The Kenya Obstetrics and Gynaecological society (KOGS) presented on different public forums on issues focusing on the magnitude of unsafely performed abortion, unmet need for family planning, and maternal mortality in Kenya in general and specifically attributed to unsafe abortion.

The audiences were not only learning the facts about these issues, but also about the relationships, causes, and consequences. They learnt that access to family planning and sexual and reproductive health information can reduce the need for abortion and that because of the legal status of abortion in Kenya, the majority are performed unsafely.

It is not possible to establish a cause-effect relationship between the Kenya Obstetrical and Gynaecological society efforts and the final language of the constitution.

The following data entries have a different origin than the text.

PR #325, opened 2017-09-06
allow irene to find ipmt pmaps

abotas:
This pr will allow irene to make use of the ipmt pmap finders and writers in order to save ipmt pmaps. I've run this irene in my notebook a few times and everything looks good so far.

1)  In order to tell irene to write ipmt pmaps (or not) I had to put a flag `compute_ipmt_pmaps` in pmap_city.conf. This means that previous irene config files will not work without first adding the flag. This may be kind of annoying for people running productions @jmbenlloch @jerenner @gonzaponte. If there is a better way of doing this, please let me know, and I will implement it. The only alternative I could think of would be to create another city, but that sounds potentially even more annoying for you guys.

2) I did some time/memory profiling for on Kr data. From run 4446 with `thr_sipm = 1pes` and 'thr_sipm_s2 = 2pes' and found after running 1k events:
speed
1.92 evt / sec with IPMT
2.06 evt / sec without 
file size
2.37 x larger than without IPMT
So, time does not appear to be an issue, but the file size does grow substantially...  

3) @jjgomezcadenas I don't remember if we decided we wanted to put the ipmt pmaps in a different group, called `IPMT` in the hdf5 file... did we?

### DIFF
--- a/invisible_cities/cities/base_cities.py
+++ b/invisible_cities/cities/base_cities.py
@@ -55,6 +55,7 @@ from .. reco.xy_algorithms      import corona
 from .. evm.ic_containers       import S12Params
 from .. evm.ic_containers       import S12Sum
 from .. evm.ic_containers       import CSum
+from .. evm.ic_containers       import CCWf
 from .. evm.ic_containers       import DataVectors
 from .. evm.ic_containers       import PmapVectors
 from .. evm.ic_containers       import TriggerParams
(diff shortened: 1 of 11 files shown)


jjgomezcadenas:
1. Sad as it is, I think we need to introduce the flag compute_ipmt_maps. Definitively NOT a new city (see separated discussion with the master @jacg on that).

2. Something has gone really wrong with our new version of the cities, it seems. IRENE use to run in 0.5 seconds per event.

3. Size is acceptable, I think. PMAP files are rather small, so that the increase is tolerable. What do you think, @jmbenlloch ?

4. If we have not put the IPMTs in a different group probably we don't need to bother.

abotas:
@jjgomezcadenas the speed is the same! .5 sec/event. I gave event / sec

jjgomezcadenas:
OK, then all is fine! 
But why is Travis working again??

abotas:
... I have no idea .. my last push was more than an hr ago

abotas:
it looks like it's stalled: 
https://travis-ci.org/nextic/IC

abotas:
I think this is done. I've looked through things in the notebook and it looks good.

I run over a few k events and nothing crashes, things look as expected.

jjgomezcadenas:
OK, Travis still stale...

abotas:
but travis does not want to work...

abotas:
Travis builds once, passes, then without new commits decides to build again, and stalls... 
https://travis-ci.org/nextic/IC/pull_requests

We could not evaluate the effect of the MMP as instrument of advocacy over the level of relevant knowledge among the intended audiences, since it was not possible to determine that the same people respond before and after being exposed to multiple MMP. Although the level of knowledge was significantly greater after exposure to the MMP, there was a large difference in the number of people responding in each occasion. The difference found cannot be attributed exclusively to exposure to the MMP. It is safe to assume that some members of the audiences were not supportive of abortion before and after the presentation. Evidence from the post-tests, however, suggests that those who may not have been willing to directly support abortion were nonetheless learning about the consequences of unsafely performed abortion and ways that they could become involved in the issue through supporting and promoting family planning.

In a context where abortion has been and will still continue to be an issue of great national interest. This presentation expands what people know about abortion and broadens the debate that focuses on the evidence of preventing abortion or making abortion safe. As discussion about maternal health and abortion continues in Kenya, it is important to first broaden the base of people who are willing to listen to the evidence and appreciate the complex causes and consequences and participate in the debate from a position of knowledge.

With the raging debate that was going on in Kenya during the constitutional review on laws relating to abortion KOGS was able to sensitize most of the stake holders including the members of parliaments on the need to address the matter of unsafe abortion in the country thus creating a supportive and enabling environment for sexual and reproductive health and rights in Kenya.

In conclusion collaboration of different stakeholders with different background but with a common goal can collectively work together against a strong opposition to bring changes in a country’s laws to improve women health in a country.


The authors would like to thank Population Reference Bureau (PRB) for giving us financial support and training in multimedia presentations. All the Kenyans who supported KOGS stand during the constitutional review process.